The Sunderland man found the football-sized vertebra while digging among tree roots and took it to his local museum.
Staff there believed the bone came from a dinosaur and that has since been confirmed by experts at the National History Museum.
But Sunderland stands on rocks that are far older than the dinosaur, which means the bone must have been deposited there later on.
Many of the Iguanodons unearthed in this country were found in the East Sussex area, 300 miles south of Sunderland. They lived 115-130 million years ago.
Experts will never know how the bone made the journey, but glacial disturbance or human interference were considered most likely.
Sylvia Humphrey, Keeper of Geology at Tyne & Wear Archives & Museums, was there when the pensioner took it to Sunderland Museum & Winter Gardens.
She said: “It’s really quite a puzzle as to how the bone got there.
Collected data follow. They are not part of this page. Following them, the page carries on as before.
PR #861, opened 2015-05-22
Support `disabled` attribute on select options

holic:
This PR adds support for an optional `disabled` setting in an `options` array for dynamic `<select>` elements.

Local tests ran fine, but Saucelabs choked so I wasn't able to test full browser compatibility. I'm worried that the `disabled=""` test isn't going to be consistent across browsers.


yyx990803:
`disabled=""` works fine across browsers, it's actually the `value: null` that makes the test fail in some browsers. I'll merge this and add the compatibility fix, thanks!

PR #882, opened 2015-05-30
New orderBy implementation

thelinuxlich:
This is much, much faster and respects unicode characters when sorting.


yyx990803:
Interesting, do you have some sort of benchmark?
Also, can you take `dist/vue.js` out of the commit?

yyx990803:
Hmm, did some benchmark but it seems to be slower than the current implementation in V8: https://gist.github.com/yyx990803/5b0193f1675274f8c43a

thelinuxlich:
True, months ago it was the opposite :)

Here is a new implementation which is slightly slower than native sort, but when the array has more than 100 elements and sorting by string, it starts to get faster

https://gist.github.com/thelinuxlich/17b2eef28870a407371a

yyx990803:
Hmm, I think most of the time we will be sorting less than 100 items though. Also, the sorting itself will actually never be the bottleneck with 1000 items taking 0.2ms, it's mostly the DOM manipulations.

Thanks for the PR though!

thelinuxlich:
You should take into consideration the noTilde function for ordering correctly unicode strings

yyx990803:
Yeah, I'll consider making it part of `util`, seems it can be used in `filterBy` as well

PR #893, opened 2015-06-04
fix getContainedComponents in IE 11

KuroGuo:


yyx990803:
Is it possible to provide a repro of the error before the fix?

KuroGuo:
In IE, nextSibling returns a text node, but text node has no method 'contains'.

src/directives/if.js
```diff
@@ -88,9 +88,11 @@ module.exports = {
     function contains (c) {
       var cur = start
       var next
+      var isElementNode
       while (next !== end) {
         next = cur.nextSibling
-        if (cur.contains(c.$el)) {
+        isElementNode = cur.nodeType === Node.ELEMENT_NODE
+        if (isElementNode && cur.contains(c.$el)) {
```
yyx990803: Thanks for the fix! The situation can be a bit more complicated though, in the case where the component is a block instance (thus its `$el` can be a TextNode too).

So I think it's better to change the check to:

``` js
if (
  cur === c.$el || // both are textNodes
  (cur.contains && cur.contains(c.$el)) // other situations
) {
  return true
}
```

src/directives/if.js
```diff
@@ -90,7 +90,7 @@ module.exports = {
       var next
       while (next !== end) {
         next = cur.nextSibling
-        if (cur.contains(c.$el)) {
+        if (cur.contains && cur.contains(c.$el)) {
```
yyx990803: we still need to check the case where `cur === c.$el`

yyx990803:
Merging so you can get credit, I'll fix with tests. :) thanks

salazr:
FYI, we the same issue, and came to the same workaround in testing (+cur.contains(el)), but kept digging, and it was triggered by IE9 when doing v-if inside a <template> tag.

yyx990803:
yep, the whole IE family doesn't implement `contains` for text nodes. In the [spec](http://www.w3.org/TR/domcore/#node) `contains` is part of the `Node` interface, which should be available for text nodes as well, but oh well, it's IE...

PR #901, opened 2015-06-06
v-repeat does not completely teardown when reduced in length

alchen:
In the latest dev branch, I ran into an issue with assigning new values to `props` used by a `component` after its associated list of items in `v-repeat` has reduced in length.

It appears that some expired items are still watching for changes; they try to set `undefined[prop]` and fail. 

JSFiddle: http://jsfiddle.net/alchen/42ht4eg0/


yyx990803:
Thanks for reporting this! This is indeed caused by the latest commit on `dev`, but the fix doesn't really address the root cause. I've made the proper fix in the commit above.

Dinosaur bones are younger than the rocks of this area, as this region is on the Permian strata, which is 250 million years old.
“The rocks of this region are far too old for it to have lain here, so it has been lost or dropped by someone in the past.
“We think, although we can never be sure, that it is a piece of vertebrae from an Iguanodon, and may originate from the Wealden area.”
Jo Cunningham, manager of Sunderland Museums, said: “We’re very grateful to our museum visitor for bringing this amazing find in to us; it will always remain a mystery as to how it found it’s way there, and if they hadn’t been digging up their garden it could have lain undiscovered.
“The person who found it wishes to remain anonymous, but has kindly agreed to loan it to Sunderland Museum & Winter Gardens so that the people of the region can enjoy this unusual find.”
Dr Angela Milner, from the Palaeontology Department at the Natural History Museum, London, said: “The bone is the solid part (the centrum) of vertebra from the tail of an Iguanodon-like dinosaur. It is not complete enough to identify it more precisely.
“The rocks around Sunderland are much too old to contain dinosaur bones so there are only two explanations as to how it got there - either by glacial transport or a one-time souvenir from the south coast of England where Iguanodon bones are not infrequently found by fossil hunters.”